Step 2: Spatially join dc_tracts to dc_parks and set join=st_intersects. Call the joined data parks_joined. How many rows does parks_joined have? How many rows have a NA value for NAME.y? What do these rows represent?

Step 3: Spatially join dc_tracts to dc_parks and set join=st_covered_by. Call the joined data parks_covered. How many rows does parks_joined have? How many rows have a NA value for NAME.y? What do these rows represent?

Step 4: Using the results from above, use st_join to find all tracts that are completely covered by a park. How many are there and what does this mean?

Spatial joins sometimes return more rows than were in the initial data. By default will never return fewer rows than were in the initial data because spatial joins are by default left joins. The unmatched columns just show up as NA’s after the join. You can turn this behavior off by setting left = FALSE in the st_join() function.

In Step 2, we got more rows that were in the initial data because some parks were located in many census tracts, and each park-tract combination is returned as a row. Let’s take the example of Marvin Gaye Park to see whats happening.

marvin_gaye_park_joined <- st_join(dc_parks %>% filter(NAME == "Marvin Gaye Park"),
  dc_tracts,
  join = st_intersects
)
tracts <- marvin_gaye_park_joined %>% pull(GEOID)
tracts_marvin_gaye <- dc_tracts %>% filter(GEOID %in% tracts)

ggplot() +
  geom_sf(data = tracts_marvin_gaye) +
  geom_sf(data = marvin_gaye_park_joined, fill = "green", col = "white")

Calculating Proportions

With st_join you retain the full spatial information of the left hand side variable. So if you were to look at the shape of each of the 4 rows in marvin_gaye_park_joined, they would be the exact same. Let’s see that with the st_equals() function which checks for equality of geometries.

st_equals(marvin_gaye_park_joined %>% slice(1),
  marvin_gaye_park_joined %>% slice(2),
  sparse = F
)
##      [,1]
## [1,] TRUE

You might be interested in the proportion of the park that falls within each tract for weighting purposes.

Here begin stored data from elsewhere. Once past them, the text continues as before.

PR #2102, opened 2026-09-18
feat: content-defined chunk groups on a dense blob meta layout

imeoer:
## Summary

Use content-defined chunk groups so independently built images can share the units fetched, verified and cached by nydus. Dense blob metadata stores one digest per group and a direct granule index for O(1) address lookup, without a derived runtime index.

Defaults are independent 2 MiB file chunks and a 2 MiB group minimum: chunks at least the minimum stand alone; smaller chunks form 2-8 MiB packs. Only the final group may be smaller. The experimental metadata version stays at 1; older layouts must be rebuilt.

## Performance

Fresh measurements on Openclaw 2026.9.2, arm64 manifest `sha256:992c1a931f2c82063d008ba8539b44ceb181f17dc914abedb352a24ef0638edc`. All columns convert the **same merged 2.79 GiB rootfs tar**, using zstd/BLAKE3 and each builder's default chunk geometry. This replaces the earlier per-layer performance measurements; image download/export is excluded.

Baselines: **RAFS v6** uses the checksum-verified official [v2.4.5 release](https://github.com/dragonflyoss/nydus/releases/tag/v2.4.5), commit `e3190057`, not current master HEAD; **upstream/v3** is `9ba51335`; **this PR** is `465b0de5`. Host: Ubuntu arm64 VM, Linux 7.0.0, 10 CPUs, 32 GiB RAM, ext4. Both v3 binaries use Rust 1.88 release builds; the official v6 binaries were built with Rust 1.94.

Three-run medians, sequential rotated variants. **Runtime E2E = FUSE mount start through overlay/runc startup to the first HTTP 200 from `/healthz`**, the image's healthcheck endpoint. Bootstrap is already local; blobs come from the same loopback HTTP range origin, without injected delay/rate limits. Every run uses a fresh mount and cache, with best-effort file-specific page-cache eviction, not a global cache drop. Raw prefetch is off; optimized runs enable native prefetch with concurrency one. Fetch/amplify target is 2 MiB; runtime digest verification is disabled on both sides.

| Metric | RAFS v6 (v2.4.5 release) | upstream/v3 | This PR |
|---|---:|---:|---:|
| Build wall / CPU (s) | 15.02 / 15.02 | 5.09 / 11.56 | 4.90 / 10.88 |
| Build peak RSS (MiB) | 275.8 | 105.3 | 132.8 |
| Image artifacts: blobs + bootstrap (MiB) | 933.0 | 899.3 | 864.9 |
| Standalone bootstrap (MiB) | 24.39 | 16.40 | 16.39 |
| Sum of cache `.blob.meta` files (MiB) | 1.57 | 4.18 | 0.53 |
| Bootstrap + `.blob.meta` total (MiB) | 25.96 | 20.58 | 16.92 |
| Raw E2E median [min, max] (s) | 6.59 [6.54, 6.77] | 4.69 [4.67, 5.11] | 5.31 [5.06, 7.18] |
| Raw daemon peak RSS / CPU (MiB / s) | 25.4 / 4.67 | 28.6 / 1.30 | 31.7 / 1.48 |
| Raw application peak RSS / CPU (MiB / s) | 465.8 / 3.65 | 466.5 / 3.17 | 495.8 / 3.74 |
| Raw cache allocated / logical (MiB) | 624.8 / 2947.8 | 915.6 / 3090.2 | 976.6 / 3085.2 |
| Raw backend GET MiB / requests | 154.5 / 213 | 175.9 / 83 | 185.1 / 77 |
| Optimize wall / CPU (s) | 1.56 / 1.52 (invalid output) | 0.43 / 0.38 | 0.58 / 0.52 |
| Optimize peak RSS (MiB) | 332.5 (invalid output) | 307.7 | 433.7 |
| Additional optimized blob (MiB) | 57.7 (invalid output) | 72.9 | 115.9 |
| Optimized E2E median [min, max] (s) | N/A: mount rejected | 3.85 [3.56, 3.92] | 4.02 [3.96, 4.18] |
| Optimized daemon peak RSS / CPU (MiB / s) | N/A | 26.6 / 0.78 | 33.6 / 1.01 |
| Optimized application peak RSS / CPU (MiB / s) | N/A | 462.9 / 3.22 | 465.1 / 3.27 |
| Optimized cache allocated / logical (MiB) | N/A | 322.9 / 3405.0 | 497.9 / 3578.5 |
| Optimized backend GET MiB / requests | N/A | 82.0 / 48 | 131.8 / 77 |

- CPU means user + system CPU-seconds, not CPU percentage. Build/optimize RSS uses `wait4`; daemon CPU/peak RSS are captured at readiness; application CPU uses its dedicated cgroup and application RSS is a sampled process sum. Builds do not include an explicit fsync gate. Shared-host noise remains; notably the PR raw E2E range is wide.
- Image artifacts exclude sidecar duplicates. Bootstrap size is the standalone uncompressed file; `.blob.meta` is the sum of materialized cache metadata files at raw readiness. V6 does not emit these sidecars during the normal compressed build. Cache allocation is `st_blocks * 512` at readiness, including metadata/readiness files; logical sparse size is shown separately. Do not add the metadata diagnostic rows again to image size.
- Optimize uses local source blobs and excludes trace collection/upload. V6 uses the 5,338-file read set exported by its daemon; v3 uses native group traces (314 upstream groups, 169 PR groups). These are different optimization granularities. **All three v2.4.5 optimize commands exited successfully but produced invalid RAFS v6 metadata**: official `nydus-image check` and `nydusd` reject it with `RafsV6Blob: idx 1 invalid fields, ci_d_size 1ffe0, chunk_count 1554`. Its command cost is shown only as failure evidence; there is no valid optimized E2E result.

On this sample the PR reduces build time and image size versus RAFS v6, but uses more fetched bytes and allocated cache. Versus upstream/v3 it reduces metadata size substantially, while raw startup, optimized fetch volume and optimize peak RSS regress. These are workload-specific measurements, not general performance guarantees.

## Deduplication

Separate earlier swebench measurement, unchanged by this performance rerun: three independently built sibling images, order 4021, 3947, 4182 (17 layers each, 20 unique layers total). Values are additional compressed bytes required for each subsequent image; they are not measurements of the merged Openclaw input above. RAFS v6 deduplication was not remeasured here.

| Deduplication unit | 2nd image | 3rd image |
|---|---|---|
| OCI layers (baseline) | 200 MiB | 199 MiB |
| Final chunk groups (C = M = 2 MiB; 1,664 groups total) | 15.1 MiB | 29.7 MiB |

## Validation

All three raw FUSE application starts and both v3 optimized paths reached readiness. Build and runtime smoke tests checked actual file contents; native kernel EROFS mounting was not part of this benchmark. Earlier independent full-read verification matched 139,233 entries and SHA256 hashes of 121,162 files against upstream/v3; that full-tree check was not repeated for this measurement.


gaius-qi (approved):
LGTM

For that you need to break up the park into four different polygons, each of which falls into a different tract. You can calculate that with st_intersection()!.

park_ints <- st_intersection(
  dc_parks %>% filter(NAME == "Marvin Gaye Park"),
  dc_tracts
)

ggplot(park_ints, mapping = aes(fill = GEOID)) +
  geom_sf()

So now we have four different Polygons representing the parts of the park in each of the 4 tracts it overlaps. Now let’s say we wanted to figure out the proportion of the area falling into each of the tracts. We would first need to figure out the area of each park in total (using st_area()), then intersect the parks with the tracts, calculate the area of the intersected parts, and create a proportion. Here’s what that would look like:

marvin_gaye_park_ints <- dc_parks %>%
  filter(NAME == "Marvin Gaye Park") %>%
  mutate(area_park = st_area(.)) %>%
  st_intersection(dc_tracts) %>%
  mutate(
    area_park_tract = st_area(.),
    prop_area_tract = area_park_tract / area_park
  )

ggplot(marvin_gaye_park_ints) +
  geom_sf(aes(fill = as.numeric(prop_area_tract))) +
  geom_sf(data = tracts_marvin_gaye, fill = "transparent", col = "black")

Exercise 2: Calculating proportion of all parks in all tracts

Step 1: Using the same steps as above, calculate the proportion of all parks in all census tracts. Store this as a dataframe called dc_park_ints.

Step 2: Filter dc_park_ints to the park named “Pope Branch Park” and call it town_center_park_ints. How many tracts does it fall into? What tract has the highest proportion of the park?

Step 3: Make a plot of the Pope Branch Park colored in by the GEOID of the Census Tract each part of the park is in.